PR #484, opened 2018-08-23
Equivalent Width errors

dtnguyen2:
# Release Note
Several optional arguments (params=None, error=False, otherids=(), niter=1000) , were added to eqwidth. If error = True, then get_draws shall be run if the fit stat is one of the following: (Cash, CStat, WStat) otherwise a multivariate normal distribution shall be run to generate the samples. The optional niter parameter is used to generate the number of samples. The optional parameter otherids is only used if get_draws is used internally when multiple data sets were used to fit. Alternatively, the user can enter the samples via the params option where the samples must be a numpy.ndarray of dimension (num, npar).


anetasie:
@dtnguyen2 @olaurino `get_draws` that is used in calculating error on `eqwidth` can only be used with likelihood statistic, so I get a Value Error for any other stat:
```
ValueError: Fit statistic must be cash, cstat or wstat, not chi2gehrels
```

For `chi2` statistics the sampling should be run using a multivariate normal

anetasie:
@dtnguyen2 for the UI consistency with the eqwidth() behaviour, we should print a value of the EW with error to the screen. Now this information is given at the top of the printout with the full parameter arrays printed later. I suggest to print the EW and errors at the bottom of the full array, so it stays on the screen for easy reading.  

Currently:

```
eqwidth(p1,p1+g1) 
```
 prints to the screen just one value

```
eqwidth(p1,p1+g1,error=True)
```
print the EW and error and then the full parameter arrays.
```
ew=eqwidth(p1,p1+g1,error=True)
```
prints to the screen 'get_draws' information (@DougBurke I'm wondering if we really need that) and no EW information which is somewhat confusing.

dtnguyen2:
Here is the requirements for eqwidth:

https://docs.google.com/document/d/1e4l88tevfwUHWubaGwRaRadBLOahKacuI3UYYRZVmFY/edit

I met with Aneta yesterday and explained to her that the output of eqwidth, along with the docs, and she agrees that the output should not be changed;  However, Aneta wants me to modify eqwdith to handle the case when the stat used in the fit is from the Chi-family (I should add that this was not in the requirement doc).

anetasie:
@dtnguyen2 I just updated the spec document to include a note on chi2 stat.

dtnguyen2:
Currently, if the fit stat is one of (Cash, CStat, WStat) then eqwidth calls get_draws to get the sampe parameters, if the stat is from one of the ChiSqr family then the multivariate normal distributions, ie NormalParameterSampleFromScaleMatrix, is used to get the sample parameters.  The question is what to do if it is a user-Stat?  This is not specified so eqwidth just throw an exception.  Let me know what has to be done here.

anetasie:
@dtnguyen2 I suggest NormalParameterSampleFromScaleMatrix.

dtnguyen2:
Just had a phone conversation with @anetasie: eqwidth shall use get_draws if fit stat is one of the following: Cash, CStat or WStat else the multivariate normal dist shall be used.  The recently checked in code should have the aforementioned feature.

anetasie:
@dtnguyen2 The simulations for calculating errors work ok but there is an issues with the model parameters that are obtained with `get_model' after the simulations. They are not set to the original fitted values which 'get_fit-results()` shows. It looks like they are being reset to incorrect values from the simulations array.

anetasie:
@dtnguyen2 here is an example of the script that gives incorrect parameter setting after the simulations for eqwidth:

```
from sherpa.astro.ui import *
import matplotlib
%matplotlib
import numpy as np

load_pha("3c273.pi")
notice(0.5,7.0)
set_stat("chi2datavar")
set_method("simplex")

set_model('powlaw1d.p1+gauss1d.g1')
g1.fwhm=0.1
g1.pos=2.0
freeze(g1.pos,g1.fwhm)
fit()
print(get_fit_results())

par_orig = get_fit_results().parvals
np.random.seed( 2345 )
eqwidth(p1,p1+g1)
e=eqwidth(p1,p1+g1,error=True, niter=100)
```

This is the screen output, where the thawed parameter values in get_mode() are set incorrectly
```
In [24]: get_fit_results().parvals
Out[24]: (1.90552729021528, 0.00017387966749774392, 1.2794150760589706e-05)


print(get_model())
apply_rmf(apply_arf((38564.608926889 * (powlaw1d.p1 + gauss1d.g1))))
   p1.gamma     thawed   3.8141e-05          -10           10           
   p1.ref       frozen            1 -3.40282e+38  3.40282e+38           
   p1.ampl      thawed  2.11123e-05            0  3.40282e+38           
   g1.fwhm      frozen          0.1  1.17549e-38  3.40282e+38           
   g1.pos       frozen            2 -3.40282e+38  3.40282e+38           
   g1.ampl      thawed  2.09846e-06 -3.40282e+38  3.40282e+38           

```

anetasie:
@dtnguyen2 btw, for `cstat,cash, wstat` - the parameter setting in `get_model` after the simulations is OK, so the issue is only with the `chi2` cases.

anetasie:
@dtnguyen2 This update worked!

anetasie:
@dtnguyen2 I was just looking at the documentation part. We need to add that sampling from multivariate normal is performed in the case of chi2 statistics.

dtnguyen2:
Technically, the sampling is from multivariate normal if stat is not one of the following : [Cash, CStat or WStat] since the statistic could be a user defined one.  However, let me know exactly what you want to say for the doc and I will update it.  Thanks in advance

dtnguyen2:
As requested by @olaurino, the release Notes for eqwidth:

Several optional arguments (params=None, error=False, otherids=(), niter=1000) , were added to eqwidth.  If error = True, then get_draws shall be run if the fit stat is one of the following: (Cash, CStat, WStat) otherwise a multivariate normal distribution shall be run to generate the samples.  The optional niter parameter is used to generate the number of samples.  The optional parameter otherids is only used if get_draws is used internally when multiple data sets were used to fit.  Alternatively, the user can enter the samples via the params option where the samples must be a numpy.ndarray of dimension (num, npar).

anetasie:
@dtnguyen2 The text looks good.

olaurino:
Rebasing to resolve conflicts, was 0b18449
================================
**WHAT THE TASK REQUIRES**
Search the listing above for the string "after" and copy each line that has it.

**RESPONSE TO THE TASK**
@dtnguyen2 The simulations for calculating errors work ok but there is an issues with the model parameters that are obtained with `get_model' after the simulations. They are not set to the original fitted values which 'get_fit-results()` shows. It looks like they are being reset to incorrect values from the simulations array.
@dtnguyen2 here is an example of the script that gives incorrect parameter setting after the simulations for eqwidth:
@dtnguyen2 btw, for `cstat,cash, wstat` - the parameter setting in `get_model` after the simulations is OK, so the issue is only with the `chi2` cases.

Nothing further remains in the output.